Last night I was part of a simple but profound encounter. Eight people, some of them Christian, gathered round a meal to discuss faith, doubt and the possibility, or otherwise, of God. “Crash” is the brainchild of my friend Joe who says,
“It is called ‘Crash’ because so often in life two opposing views come crashing together and we try to salvage answers from among the wreckage. Crash seeks to be different and looks to enable different views to come together in such a way that enriches us all rather than tearing us apart.”
Wisely, Joe established a few simple rules to ensure the playing field was reasonably level. Everyone is encouraged to get involved in the discussion and conversations. No-one is allowed to dominate the evening and conversations. And because the evening encourages various belief systems and world views to engage with each other there should be no aggression.
After a short introductory talk around the subject of the incarnation and the point of Christ and Christmas to provide fuel for potential discussion, dinner was served and conversation began. Predictably, to start with we chatted about all sorts of things. But quite soon conversation gravitated towards our respective beliefs and doubts in a natural flow of speaking and listening that included everyone and judged no one. Our discussions around the meal permitted a degree of honesty and reality about faith and doubt that I have not experienced in any other context. It was painful to hear how damaging some people in churches have been to some of those present. Is it any wonder that people give up on God when God’s people behave like pharisees? But there was also a confident hope expressed in Christ in a way that was confessional and gentle, respecting the beliefs and feelings of all in keeping with Joe’s vision for the evening.
In some ways, Crash seems pretty obvious. There may well be similar things happening all over the country. It left me wondering. There are lots of people who, faithwise, live in something of a cloud of unknowing.

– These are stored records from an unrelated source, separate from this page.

Issue #5652, opened 2024-09-05
[Feature Request]: "Hide Videos From Channels" List As Submenu


ne04:
### Guidelines

- [X] I have searched the issue tracker for [open](https://github.com/FreeTubeApp/FreeTube/issues?q=is%3Aopen+is%3Aissue) and [closed](https://github.com/FreeTubeApp/FreeTube/issues?q=is%3Aissue+is%3Aclosed) issues that are similar to the feature request I want to file, without success.
- [X] I have searched the [documentation](https://docs.freetubeapp.io/) for information that matches the description of the feature request I want to file, without success.
- [X] This issue contains only one feature request.

### Problem Description

The distraction free settings were recently expanded with "Hide Videos From Channels" and "Hide Videos And Playlists Containing Text" options. This is great and I have found these options very useful, but the problem is the list of channels and keywords hidden are very prominently displayed on the settings page, and channels and keywords I do not want to see or think about show up while I'm trying to change other freetube settings. I'm sure that I'm not the only one with this issue, and I imagine this feature would be very useful for people struggling with trauma or addiction, or victims of abuse; if not for this primary limitation. Attached is a screenshot of how the page looks currently with placeholder channels and keywords.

I wonder where they go to discuss their ideas, to hear stories of the Christian life, to chat about life’s big issues without feeling, rightly or wrongly, ‘evangelised’? Where do people go who have been hurt by church to stay connected to some expression of Christian community?
‘Crash’ is simple and, as an unpressured place to talk about eternal matters, very effective.
Big thanks to Joe & Sarah for hosting and to everyone else who took part.
We’ll probably do it again in January.